Uno no es psiquiatra pero le escriben y esa especie de tierra de nadie y de todos que es la psicología popular resulta campo fértil para cultivar teorías, hipótesis y aproximaciones que nos expliquen el comportamiento de las personas que nos rodean, incluidos por supuesto los que mas que rodearnos nos asfixian: nuestros gobernantes. Tales intentos han copado la escena nacional desde que el teniente coronel Chávez asumió el poder. Opinadores, articulistas, ciudadanos comunes, señoras que van al mercado, empresarios, sacerdotes se han pasado estos dos años (que no sabemos si son los primeros de los seis que dura el mandato constitucional o si son una ñapa de nuestra transitoriedad supra constitucional) analizando cada gesto, cada palabra, cada mueca, sonrisa, beso, abrazo, insulto, vulgaridad, amenaza, chiste, anatema, caimanera, cita bíblica o poética o filosófica y canción del Presidente para descubrir y redescubrir su estilo y ánimo pendenciero. La mayoría se coloca entonces en plan de consejero bonachón, de papá aconsejando a su díscolo hijito sobre las consecuencias de su mala conducta: Que si sigues así no vendrán los inversionistas extranjeros, que así no progresa el país, que si aquí hace falta armonía y unificación, que si el diálogo y el consenso y la concertación, que si las malas juntas y un sinfín de etcéteras. Tiempo perdido porque es pedirle a una persona que, sin ayuda especializada o profesional, se despoje del rasgo más característico de su personalidad.

Tomemos por ejemplo esta reedición de la Semana de la Patria que se proyecta iniciar el 2 de febrero, día de la ascensión al trono y que llegará a niveles de epopeya el 4 de febrero, noveno aniversario del debut en sociedad de Hugo Chávez. Hay disgusto hasta en los socios minoritarios del Gobierno, como el MAS, por el empeño en privilegiar esta última fecha mientras se pretende borrar de la historia el significado del 23 de Enero. ¿Podía esperarse algo distinto?
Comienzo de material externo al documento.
PR #11749, opened 2021-06-14
Fix the crash when opening Preferences dialog.

reddyashish:
### Purpose

Task: https://jira.autodesk.com/browse/DYN-3746

The crash was happening as the viewModel object was null. Moved the UpdateSavedChangesLabel() call into a "If" block that checks for the viewModel not being null. 

### Declarations

### Reviewers

@QilongTang @zeusongit


QilongTang:
hi @reddyashish , can you talk a bit why the preferences view model could be null in this case? Just trying to connect the changes here to the crash call stack in Jira

reddyashish:
@QilongTang When the preferences window is being opened, the constructor of the PreferencesView is called and the Geometry_Scaling_Checked() is also called because of the radio button being checked. These 2 functions are called asynchronously, so before the PreferencesView constructor call gets completed, the Geometry_Scaling_Checked() is called and the Preferences view model will be null in that case. The UpdateSavedChangesLabel() is only needed when there are new changes made.

QilongTang (approved):
LGTM

PR #11757, opened 2021-06-15
Save warning due unresolved linter issues

SHKnudsen:
### Purpose

This PR adds a new dialog when a user saves the graph while there are unresolved issues in the graph. The Dialog gives two options either continue to save the graph with the issues or cancel the save and show the Graph Status extension.

For unit test purposes a new event `SaveWarningOnUnresolvedIssuesShows` has been added, this is only meant to be used for the tests to verify that this dialog actually shows. Because the `GenericTaskDialog` is not owned by the DynamoWindow we cant verify that its opened that way, hence the need for adding this event.

GraphTypeIssueWarningDialog

SaveWarnings_v2

### Declarations

### Reviewers

@saintentropy @BogdanZavu @nate-peters 

### FYIs

@mjkkirschner


mjkkirschner:
I imagine this will break existing UIAutomation and other serial tests if not normally disabled during testmode - is it?

src/DynamoCoreWpf/ViewModels/Core/DynamoViewModel.cs
```diff
@@ -1903,6 +1921,47 @@ public void ShowSaveDialogAndSaveResult(object parameter)
             }
         }
 
+        private bool ShowSaveWarningDialog()
```
mjkkirschner, line 1924: this seems like a super general name for a very specific dialog.

mjkkirschner:
Are there plans to add this idea of "graph type" to primer? @Amoursol @saintentropy @Jingyi-Wen - If I was not aware of GDIR I doubt I would have any idea what this was message was referring to.

SHKnudsen:
> I imagine this will break existing UIAutomation and other serial tests if not normally disabled during testmode - is it?

@mjkkirschner if in testmode the dialog is showed as a modeless dialog, will that be enough to not break the UIAutomation tests?
https://github.com/DynamoDS/Dynamo/pull/11757/files#diff-66aa776eedd00c3ed606e067aa057cee77527430d1ab1ab8a749c42b896a58e5R1943

Amoursol:
> Are there plans to add this idea of "graph type" to primer? @Amoursol @saintentropy @Jingyi-Wen - If I was not aware of GDIR I doubt I would have any idea what this was message was referring to.

No plans from the Morpheus/Turbo side as it stands, albeit we do have plans to update the Primer it it's entirety after the Visual Refresh project lands. @saintentropy - any scope on this side from your end in addition to the Repo / Wiki?

src/DynamoCoreWpf/ViewModels/Core/DynamoViewModel.cs
```diff
@@ -1903,6 +1921,47 @@ public void ShowSaveDialogAndSaveResult(object parameter)
...
+                WpfResources.GraphIssuesOnSave_Title,
+                WpfResources.GraphIssuesOnSave_Summary, 
+                WpfResources.GraphIssuesOnSave_Description);
+
+            args.AddRightAlignedButton((int)DynamoModel.ButtonId.Proceed, WpfResources.GraphIssuesOnSave_ProceedBtn);
+            args.AddRightAlignedButton((int)DynamoModel.ButtonId.Cancel, WpfResources.GraphIssuesOnSave_CancelBtn);
+
+            var dialog = new GenericTaskDialog(args);
+
+            if (DynamoModel.IsTestMode)
```
BogdanZavu, line 1943: Overall I think this looks good. 
For the test I'm ok with it as it is but I'm not sure how much value we get since we're not going through the same route when user is at the helm and we're adding some code to make that happen.
How about we just test if the LinterView has opened when there are issues and cancel was pressed ?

El 23 de enero de 1958 fue la culminación exitosa, repetimos, EXITOSA, del propósito unánime del pueblo y de las Fuerzas Armadas por quitarse de encima el oprobio de diez años de dictadura. Si el coronel Hugo Trejo quien comandó la intentona del 1º de enero de ese mismo año hubiese triunfado, probablemente la fecha que habríamos celebrado por décadas habría sido ésa, pero fracasó. Imaginemos entonces mediante un viaje al absurdo que el Coronel Trejo, llegado unos años después a la presidencia de la República por la vía electoral, hubiese decidido transformar la fecha de su derrota en una efemérides. Guardando las distancias de toda índole, es como si, en caso de ser posible, Napoleón Bonaparte hubiese decretado el 18 de junio como día de júbilo para Francia por ser la fecha de su derrota en Waterloo. Más o menos como suponer a Adolfo Hitler obligando a todos los alemanes a festejar como Día de Gloria para la Raza Aria, el 6 de junio, fecha del desembarco aliado en Normandía.

Situémonos en la realidad dejando a un lado recordatorios que caen en saco roto como el nacimiento de la democracia el 23 de enero o los muertos, huérfanos y viudas del 4 de febrero. Aquí, de lo que se trata es de borrar, más de la mente propia que de la memoria colectiva, una derrota vergonzosa y vergonzante acompañada de una evidente falta de coraje. Cuestión de complejos pues.